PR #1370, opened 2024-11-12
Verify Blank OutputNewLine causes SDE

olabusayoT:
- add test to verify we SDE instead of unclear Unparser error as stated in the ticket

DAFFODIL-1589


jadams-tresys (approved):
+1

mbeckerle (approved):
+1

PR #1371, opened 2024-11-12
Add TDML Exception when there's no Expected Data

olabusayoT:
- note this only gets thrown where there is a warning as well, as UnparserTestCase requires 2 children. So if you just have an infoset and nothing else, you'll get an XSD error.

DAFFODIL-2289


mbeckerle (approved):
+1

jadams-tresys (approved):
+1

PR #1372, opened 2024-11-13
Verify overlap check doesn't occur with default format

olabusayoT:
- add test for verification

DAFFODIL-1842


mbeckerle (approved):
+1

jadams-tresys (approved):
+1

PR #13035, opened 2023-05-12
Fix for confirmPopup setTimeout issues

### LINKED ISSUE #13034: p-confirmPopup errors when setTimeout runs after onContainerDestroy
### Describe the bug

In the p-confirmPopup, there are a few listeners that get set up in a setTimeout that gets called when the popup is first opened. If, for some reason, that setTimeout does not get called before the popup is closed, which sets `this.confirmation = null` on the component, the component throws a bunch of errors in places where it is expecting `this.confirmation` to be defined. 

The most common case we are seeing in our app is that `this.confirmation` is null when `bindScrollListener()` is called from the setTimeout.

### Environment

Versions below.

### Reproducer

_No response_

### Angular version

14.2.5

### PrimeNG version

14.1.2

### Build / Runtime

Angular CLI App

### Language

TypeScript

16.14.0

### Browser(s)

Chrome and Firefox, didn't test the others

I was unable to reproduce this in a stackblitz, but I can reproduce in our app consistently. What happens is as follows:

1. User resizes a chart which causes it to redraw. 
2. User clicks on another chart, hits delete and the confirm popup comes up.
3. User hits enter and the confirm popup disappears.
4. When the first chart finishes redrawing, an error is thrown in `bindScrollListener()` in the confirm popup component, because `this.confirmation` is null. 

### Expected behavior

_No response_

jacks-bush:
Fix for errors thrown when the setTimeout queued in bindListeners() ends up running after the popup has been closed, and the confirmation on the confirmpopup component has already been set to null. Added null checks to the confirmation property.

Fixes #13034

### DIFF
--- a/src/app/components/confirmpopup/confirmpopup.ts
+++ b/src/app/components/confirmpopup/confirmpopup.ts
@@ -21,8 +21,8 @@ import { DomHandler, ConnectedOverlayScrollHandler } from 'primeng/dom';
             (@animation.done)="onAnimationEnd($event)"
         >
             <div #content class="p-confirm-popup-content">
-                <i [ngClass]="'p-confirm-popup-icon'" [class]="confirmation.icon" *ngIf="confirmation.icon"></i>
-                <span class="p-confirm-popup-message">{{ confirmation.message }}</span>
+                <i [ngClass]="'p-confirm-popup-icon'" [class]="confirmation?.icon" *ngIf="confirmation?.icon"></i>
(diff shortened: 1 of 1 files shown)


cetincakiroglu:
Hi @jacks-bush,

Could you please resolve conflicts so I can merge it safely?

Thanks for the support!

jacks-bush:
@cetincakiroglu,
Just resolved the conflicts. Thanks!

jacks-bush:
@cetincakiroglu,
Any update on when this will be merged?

= = = =

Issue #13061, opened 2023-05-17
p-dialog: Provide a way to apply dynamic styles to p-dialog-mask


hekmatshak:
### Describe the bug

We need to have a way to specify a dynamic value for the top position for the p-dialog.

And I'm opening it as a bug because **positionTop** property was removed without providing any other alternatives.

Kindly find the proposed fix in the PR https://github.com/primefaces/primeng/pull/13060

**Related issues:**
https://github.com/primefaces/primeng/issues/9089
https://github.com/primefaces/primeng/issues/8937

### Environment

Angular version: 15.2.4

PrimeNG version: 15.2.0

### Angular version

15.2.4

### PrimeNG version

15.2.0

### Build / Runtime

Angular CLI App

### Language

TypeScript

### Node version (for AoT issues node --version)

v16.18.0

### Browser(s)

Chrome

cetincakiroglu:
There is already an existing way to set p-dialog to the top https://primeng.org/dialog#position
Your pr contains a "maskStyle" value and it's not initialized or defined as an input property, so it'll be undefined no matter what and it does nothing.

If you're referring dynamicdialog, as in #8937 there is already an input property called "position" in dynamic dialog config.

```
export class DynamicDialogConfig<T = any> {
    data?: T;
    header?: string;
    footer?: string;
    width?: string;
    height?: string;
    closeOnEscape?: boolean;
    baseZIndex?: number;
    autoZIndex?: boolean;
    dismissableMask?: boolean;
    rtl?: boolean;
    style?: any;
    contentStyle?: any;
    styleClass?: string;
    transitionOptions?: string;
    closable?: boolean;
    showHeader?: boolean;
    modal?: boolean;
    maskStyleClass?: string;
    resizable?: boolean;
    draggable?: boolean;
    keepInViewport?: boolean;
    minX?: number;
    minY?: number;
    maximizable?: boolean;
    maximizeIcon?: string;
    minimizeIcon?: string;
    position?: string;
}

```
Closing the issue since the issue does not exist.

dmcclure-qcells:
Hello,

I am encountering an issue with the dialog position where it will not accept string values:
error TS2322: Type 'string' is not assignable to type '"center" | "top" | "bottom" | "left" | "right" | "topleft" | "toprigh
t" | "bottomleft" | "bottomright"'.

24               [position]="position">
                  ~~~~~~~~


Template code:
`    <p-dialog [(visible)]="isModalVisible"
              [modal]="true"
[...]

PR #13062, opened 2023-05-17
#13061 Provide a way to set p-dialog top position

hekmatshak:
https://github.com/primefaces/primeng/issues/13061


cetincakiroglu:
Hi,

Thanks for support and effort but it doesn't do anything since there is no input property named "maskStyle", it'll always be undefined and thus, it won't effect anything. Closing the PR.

= = = =

_Assigned task_
Would you copy, unchanged, the stretch of the records above that begins at the line containing "PR #1370, opened 2024-11-12" and ends at the line containing "In the p-confirmPopup, there", and only that?

_Solution_
PR #1370, opened 2024-11-12
Verify Blank OutputNewLine causes SDE

olabusayoT:
- add test to verify we SDE instead of unclear Unparser error as stated in the ticket

DAFFODIL-1589


jadams-tresys (approved):
+1

mbeckerle (approved):
+1

PR #1371, opened 2024-11-12
Add TDML Exception when there's no Expected Data

olabusayoT:
- note this only gets thrown where there is a warning as well, as UnparserTestCase requires 2 children. So if you just have an infoset and nothing else, you'll get an XSD error.

DAFFODIL-2289


mbeckerle (approved):
+1

jadams-tresys (approved):
+1

PR #1372, opened 2024-11-13
Verify overlap check doesn't occur with default format

olabusayoT:
- add test for verification

DAFFODIL-1842


mbeckerle (approved):
+1

jadams-tresys (approved):
+1

PR #13035, opened 2023-05-12
Fix for confirmPopup setTimeout issues

### LINKED ISSUE #13034: p-confirmPopup errors when setTimeout runs after onContainerDestroy
### Describe the bug

In the p-confirmPopup, there are a few listeners that get set up in a setTimeout that gets called when the popup is first opened. If, for some reason, that setTimeout does not get called before the popup is closed, which sets `this.confirmation = null` on the component, the component throws a bunch of errors in places where it is expecting `this.confirmation` to be defined. 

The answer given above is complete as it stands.